My new Python library, Synthwave

As I write this I’m searching for a new job. At my previous place, my favorite projects were data engineering work. There’s something about getting a request from the marketing team for some data, figuring out where to get it from, formatting it, and delivering the records to them. I like helping people and I get to do it with data and code!

So, I’m putting time into improving my data engineering skillz. All the courses and other content I’m finding online don’t go beyond the basics though. They cover Python, SQL, data modeling, Spark, etc., things I already pretty much know. But I need more experience, as much as I can get.

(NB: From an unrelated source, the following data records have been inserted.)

PR #791, opened 2015-12-11
added first iteration of anaconda hyperspy environment

to266:
Seems to run fine. 

run like so:
```bash
conda env create -f anaconda_hyperspy_environment.yml
source activate hyperspy
```

It has the drawback that every time before using hyperspy the user has to activate the environment, but at least it stays consistent.... And the user can use it as root, env, if s(he) chooses to


to266:
...Wrong target to merge into, closing

PR #792, opened 2015-12-11
added first iteration of anaconda hyperspy environment (again)

to266:
Seems to run fine. 

run like so:
```bash
conda env create -f anaconda_hyperspy_environment.yml
source activate hyperspy
```

It has the drawback that every time before using hyperspy the user has to activate the environment, but at least it stays consistent.... And the user can use it as root, env, if s(he) chooses to


jrminter:
Thanks. Worked nicely for me.

francisco-dlp:
Couldn't we limit the dependencies to the actual dependencies? i.e. no mayavi, pandas etc...

to266:
Done, I think

francisco-dlp:
Just a little bit of documentation in the User Guide is missing.

to266:
Added

francisco-dlp:
The download link should not point to the master branch as the dependencies might be different from those of the latests pypi release.

to266:
Done, points to 0.8.x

The big looming problem here is data. How do I get experience building data pipelines with verification and quality checks and data warehousing and all the tools if I’m working solo without a source of data? All of this, all of the skills and technology and tools require a data source, preferably something exactly what you’d see from a real product.

To handle this, I built Synthwave, a Python library that generates a stream of synthetic data. I made it so the data is equivalent to what you would get from services like Segment, RudderStack, and Amplitude. I also focused on making it simple and intuitive to define the data fields and structures you need.

First you define your events in a file, say events.py:

from synthwave import Event, field

class AccountCreated(Event):
   user_id = field.UUID()

   properties = field.Object(
      first_name=field.GivenName(),
      last_name=field.FamilyName(),
      age=field.Integer(13, 95),
      email_address=field.EmailAddress(),
      location=field.Location() | field.Null(0.2),
   )

Then you start Synthwave by pointing to the event file in your terminal:
python -m synthwave -e events.py -o stdout

This will generate a stream of event data like:

{
   'event': 'account_created',
   'event_id': '24a4f6ae-06dc-4df9-b67d-faac490ce890',
   'timestamp': '2023-05-25T15:22:55.419+00:00',
   'user_id': 'b18a2f0e-7257-41c0-8f1c-9c63c275b342',
   'properties': {
      'first_name': 'Parron',
      'last_name': 'Akori',
      'age': 95,
      'email_address': 'cleon@anache.net',
      'location': None
   }
}

The events can be sent to the terminal, a file, or to a URL with a POST request. Read the documentation to learn more about using Synthwave.

This is a good start as a simple way to generate data with the fields and structure you need for testing, prototyping, or learning. I’m planning on adding more fields as well as a way to generate multiple streams of data in parallel.